_Your task_
Give the data again exactly, from its opening line through the line in which "to merge conflicts)." appears.

[Stored records]
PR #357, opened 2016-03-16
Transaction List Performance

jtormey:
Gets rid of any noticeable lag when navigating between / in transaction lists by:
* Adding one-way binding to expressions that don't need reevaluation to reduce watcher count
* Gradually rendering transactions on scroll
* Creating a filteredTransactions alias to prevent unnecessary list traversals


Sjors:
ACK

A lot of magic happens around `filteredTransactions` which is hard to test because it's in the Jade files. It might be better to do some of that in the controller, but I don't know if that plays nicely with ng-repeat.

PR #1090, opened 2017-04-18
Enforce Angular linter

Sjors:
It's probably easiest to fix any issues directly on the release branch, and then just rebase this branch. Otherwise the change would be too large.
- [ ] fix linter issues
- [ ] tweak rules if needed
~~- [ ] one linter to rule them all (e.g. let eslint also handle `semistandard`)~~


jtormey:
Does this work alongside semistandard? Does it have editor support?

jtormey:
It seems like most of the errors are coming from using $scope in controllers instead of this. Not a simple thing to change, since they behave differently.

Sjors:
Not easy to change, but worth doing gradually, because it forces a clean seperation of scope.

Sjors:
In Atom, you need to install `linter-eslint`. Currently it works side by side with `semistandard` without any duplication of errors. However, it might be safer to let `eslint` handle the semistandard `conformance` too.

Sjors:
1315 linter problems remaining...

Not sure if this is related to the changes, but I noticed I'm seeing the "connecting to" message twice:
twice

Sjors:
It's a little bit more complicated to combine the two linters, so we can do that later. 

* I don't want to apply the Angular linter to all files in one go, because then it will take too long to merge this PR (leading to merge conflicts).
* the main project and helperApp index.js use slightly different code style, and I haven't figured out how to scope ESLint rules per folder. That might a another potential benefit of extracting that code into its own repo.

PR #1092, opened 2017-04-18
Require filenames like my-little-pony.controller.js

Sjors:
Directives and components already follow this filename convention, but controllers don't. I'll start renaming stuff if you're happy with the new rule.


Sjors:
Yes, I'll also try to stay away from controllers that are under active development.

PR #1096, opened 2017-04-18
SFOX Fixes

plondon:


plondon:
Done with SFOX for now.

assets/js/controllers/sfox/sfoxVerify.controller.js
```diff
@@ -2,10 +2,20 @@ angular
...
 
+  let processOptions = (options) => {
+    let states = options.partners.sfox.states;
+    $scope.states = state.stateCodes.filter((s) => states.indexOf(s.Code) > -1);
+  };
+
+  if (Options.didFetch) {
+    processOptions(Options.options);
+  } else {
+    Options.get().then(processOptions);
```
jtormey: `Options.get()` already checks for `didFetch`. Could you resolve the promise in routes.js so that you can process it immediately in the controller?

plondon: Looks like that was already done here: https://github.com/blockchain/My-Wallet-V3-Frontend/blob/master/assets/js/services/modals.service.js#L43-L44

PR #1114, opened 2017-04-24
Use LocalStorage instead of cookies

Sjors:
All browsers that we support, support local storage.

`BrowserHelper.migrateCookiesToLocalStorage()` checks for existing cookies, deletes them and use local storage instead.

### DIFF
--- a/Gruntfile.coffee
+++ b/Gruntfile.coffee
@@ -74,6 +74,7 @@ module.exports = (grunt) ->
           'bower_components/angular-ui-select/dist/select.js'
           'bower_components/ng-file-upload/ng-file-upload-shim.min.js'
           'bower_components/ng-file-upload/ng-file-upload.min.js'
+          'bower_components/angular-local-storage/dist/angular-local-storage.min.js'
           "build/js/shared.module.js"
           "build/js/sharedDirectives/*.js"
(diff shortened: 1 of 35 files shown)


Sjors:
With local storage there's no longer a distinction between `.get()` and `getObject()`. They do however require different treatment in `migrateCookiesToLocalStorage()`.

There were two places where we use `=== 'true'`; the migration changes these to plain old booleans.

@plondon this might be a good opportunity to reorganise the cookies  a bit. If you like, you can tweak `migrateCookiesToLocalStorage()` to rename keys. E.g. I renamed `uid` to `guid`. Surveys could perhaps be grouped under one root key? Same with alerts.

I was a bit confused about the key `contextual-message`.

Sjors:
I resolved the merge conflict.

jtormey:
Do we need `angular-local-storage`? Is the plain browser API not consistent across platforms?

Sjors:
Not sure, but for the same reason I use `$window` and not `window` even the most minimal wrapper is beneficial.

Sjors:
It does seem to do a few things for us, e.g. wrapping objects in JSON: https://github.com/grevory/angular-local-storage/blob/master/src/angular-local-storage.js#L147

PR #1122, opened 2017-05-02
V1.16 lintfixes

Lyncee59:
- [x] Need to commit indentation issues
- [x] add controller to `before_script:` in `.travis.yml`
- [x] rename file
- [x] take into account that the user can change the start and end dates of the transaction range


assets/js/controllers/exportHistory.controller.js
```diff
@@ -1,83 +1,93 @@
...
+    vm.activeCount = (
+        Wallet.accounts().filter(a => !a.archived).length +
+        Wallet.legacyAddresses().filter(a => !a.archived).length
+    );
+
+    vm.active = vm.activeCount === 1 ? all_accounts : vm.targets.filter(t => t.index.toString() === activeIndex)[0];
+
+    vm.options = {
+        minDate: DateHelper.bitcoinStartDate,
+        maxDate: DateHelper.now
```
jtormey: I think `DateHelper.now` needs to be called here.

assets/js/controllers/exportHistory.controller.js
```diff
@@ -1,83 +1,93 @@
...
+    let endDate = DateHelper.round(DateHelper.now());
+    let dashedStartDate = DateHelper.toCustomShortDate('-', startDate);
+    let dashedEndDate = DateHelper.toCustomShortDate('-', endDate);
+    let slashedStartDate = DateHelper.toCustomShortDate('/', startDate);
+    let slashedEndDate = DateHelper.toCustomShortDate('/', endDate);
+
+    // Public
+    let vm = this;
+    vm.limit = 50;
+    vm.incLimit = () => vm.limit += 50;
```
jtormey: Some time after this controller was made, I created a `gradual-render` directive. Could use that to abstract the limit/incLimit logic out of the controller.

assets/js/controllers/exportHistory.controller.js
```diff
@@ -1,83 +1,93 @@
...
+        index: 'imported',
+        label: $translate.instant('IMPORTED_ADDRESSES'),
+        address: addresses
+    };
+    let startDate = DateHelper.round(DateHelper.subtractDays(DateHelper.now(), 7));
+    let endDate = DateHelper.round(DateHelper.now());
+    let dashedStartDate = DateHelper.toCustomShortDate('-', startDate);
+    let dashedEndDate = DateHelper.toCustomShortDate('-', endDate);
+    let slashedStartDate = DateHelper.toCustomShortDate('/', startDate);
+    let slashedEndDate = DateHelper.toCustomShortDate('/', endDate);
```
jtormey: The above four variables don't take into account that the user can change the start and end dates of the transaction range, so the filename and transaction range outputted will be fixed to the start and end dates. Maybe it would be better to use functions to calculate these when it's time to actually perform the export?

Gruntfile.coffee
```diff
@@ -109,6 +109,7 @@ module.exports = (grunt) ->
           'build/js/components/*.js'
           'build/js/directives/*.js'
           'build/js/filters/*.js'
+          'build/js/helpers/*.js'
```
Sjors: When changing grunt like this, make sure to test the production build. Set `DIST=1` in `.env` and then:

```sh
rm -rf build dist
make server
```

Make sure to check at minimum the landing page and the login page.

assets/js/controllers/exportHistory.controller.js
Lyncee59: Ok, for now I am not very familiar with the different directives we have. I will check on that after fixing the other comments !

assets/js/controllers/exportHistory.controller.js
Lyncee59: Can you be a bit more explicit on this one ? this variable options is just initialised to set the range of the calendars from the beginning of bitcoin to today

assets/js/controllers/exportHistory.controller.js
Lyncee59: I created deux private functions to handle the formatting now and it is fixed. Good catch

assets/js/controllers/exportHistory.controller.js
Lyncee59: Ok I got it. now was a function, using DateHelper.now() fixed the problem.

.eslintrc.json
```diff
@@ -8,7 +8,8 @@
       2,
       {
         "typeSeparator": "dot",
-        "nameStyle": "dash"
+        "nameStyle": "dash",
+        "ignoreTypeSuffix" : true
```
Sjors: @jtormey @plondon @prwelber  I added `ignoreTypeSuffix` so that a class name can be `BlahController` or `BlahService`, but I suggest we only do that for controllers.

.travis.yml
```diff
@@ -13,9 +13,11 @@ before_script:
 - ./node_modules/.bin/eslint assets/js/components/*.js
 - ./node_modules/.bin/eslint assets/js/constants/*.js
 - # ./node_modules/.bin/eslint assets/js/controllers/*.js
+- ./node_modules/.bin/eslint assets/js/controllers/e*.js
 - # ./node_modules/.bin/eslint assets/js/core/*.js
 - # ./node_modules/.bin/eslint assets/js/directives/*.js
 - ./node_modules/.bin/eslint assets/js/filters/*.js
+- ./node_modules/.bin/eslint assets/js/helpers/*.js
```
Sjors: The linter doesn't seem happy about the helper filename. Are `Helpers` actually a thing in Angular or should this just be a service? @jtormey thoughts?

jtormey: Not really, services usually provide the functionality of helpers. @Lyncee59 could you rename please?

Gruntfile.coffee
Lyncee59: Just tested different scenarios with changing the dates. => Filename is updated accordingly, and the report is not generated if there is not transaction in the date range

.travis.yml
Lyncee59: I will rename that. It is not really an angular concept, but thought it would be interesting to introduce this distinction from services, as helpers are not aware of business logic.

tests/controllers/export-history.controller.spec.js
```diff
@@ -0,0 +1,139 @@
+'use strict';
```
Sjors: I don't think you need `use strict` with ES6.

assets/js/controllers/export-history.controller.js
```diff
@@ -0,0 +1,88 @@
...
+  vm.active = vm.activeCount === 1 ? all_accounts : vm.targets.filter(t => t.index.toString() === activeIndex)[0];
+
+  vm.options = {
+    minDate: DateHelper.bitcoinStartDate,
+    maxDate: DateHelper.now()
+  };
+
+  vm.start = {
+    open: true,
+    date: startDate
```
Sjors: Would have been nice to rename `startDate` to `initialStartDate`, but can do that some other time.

_Task response_
PR #357, opened 2016-03-16
Transaction List Performance

jtormey:
Gets rid of any noticeable lag when navigating between / in transaction lists by:
* Adding one-way binding to expressions that don't need reevaluation to reduce watcher count
* Gradually rendering transactions on scroll
* Creating a filteredTransactions alias to prevent unnecessary list traversals


Sjors:
ACK

A lot of magic happens around `filteredTransactions` which is hard to test because it's in the Jade files. It might be better to do some of that in the controller, but I don't know if that plays nicely with ng-repeat.

PR #1090, opened 2017-04-18
Enforce Angular linter

Sjors:
It's probably easiest to fix any issues directly on the release branch, and then just rebase this branch. Otherwise the change would be too large.
- [ ] fix linter issues
- [ ] tweak rules if needed
~~- [ ] one linter to rule them all (e.g. let eslint also handle `semistandard`)~~


jtormey:
Does this work alongside semistandard? Does it have editor support?

jtormey:
It seems like most of the errors are coming from using $scope in controllers instead of this. Not a simple thing to change, since they behave differently.

Sjors:
Not easy to change, but worth doing gradually, because it forces a clean seperation of scope.

Sjors:
In Atom, you need to install `linter-eslint`. Currently it works side by side with `semistandard` without any duplication of errors. However, it might be safer to let `eslint` handle the semistandard `conformance` too.

Sjors:
1315 linter problems remaining...

Not sure if this is related to the changes, but I noticed I'm seeing the "connecting to" message twice:
twice

Sjors:
It's a little bit more complicated to combine the two linters, so we can do that later. 

* I don't want to apply the Angular linter to all files in one go, because then it will take too long to merge this PR (leading to merge conflicts).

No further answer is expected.